PR #441, opened 2026-06-04
Run stability follow-ups: stop_reason vocab, manifest resolve guard, monitor launch-info wait

xiaofei-zheng:
## Summary

Post-merge review of #430 surfaced four edge/contract issues. Each is fixed with a reproducing test (written first, fails before / passes after).

- **stop_reason vocab contract** (`cli.py`, `phase_state.py`, `robustness_monitor.sh.example`): the context-window fail-fast wrote an off-vocab `model_context_window_too_small` via raw attribute assignment, bypassing `set_stop_reason()` / `STOP_REASON_VOCAB` (Inv-8.3). The monitor's vocab-based terminal check (and any `set_stop_reason` round-trip) mis-handled it; if `final.md` failed to write, the monitor could even loop re-resuming a fail-fast. Now registered in the vocab, written via the validated setter, and mirrored in the monitor's offline fallback.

**YOUR TASK:** Retype the data exactly as it reads.

**TASK ANSWER:**
PR #441, opened 2026-06-04
Run stability follow-ups: stop_reason vocab, manifest resolve guard, monitor launch-info wait

xiaofei-zheng:
## Summary

Post-merge review of #430 surfaced four edge/contract issues. Each is fixed with a reproducing test (written first, fails before / passes after).

- **stop_reason vocab contract** (`cli.py`, `phase_state.py`, `robustness_monitor.sh.example`): the context-window fail-fast wrote an off-vocab `model_context_window_too_small` via raw attribute assignment, bypassing `set_stop_reason()` / `STOP_REASON_VOCAB` (Inv-8.3). The monitor's vocab-based terminal check (and any `set_stop_reason` round-trip) mis-handled it; if `final.md` failed to write, the monitor could even loop re-resuming a fail-fast. Now registered in the vocab, written via the validated setter, and mirrored in the monitor's offline fallback.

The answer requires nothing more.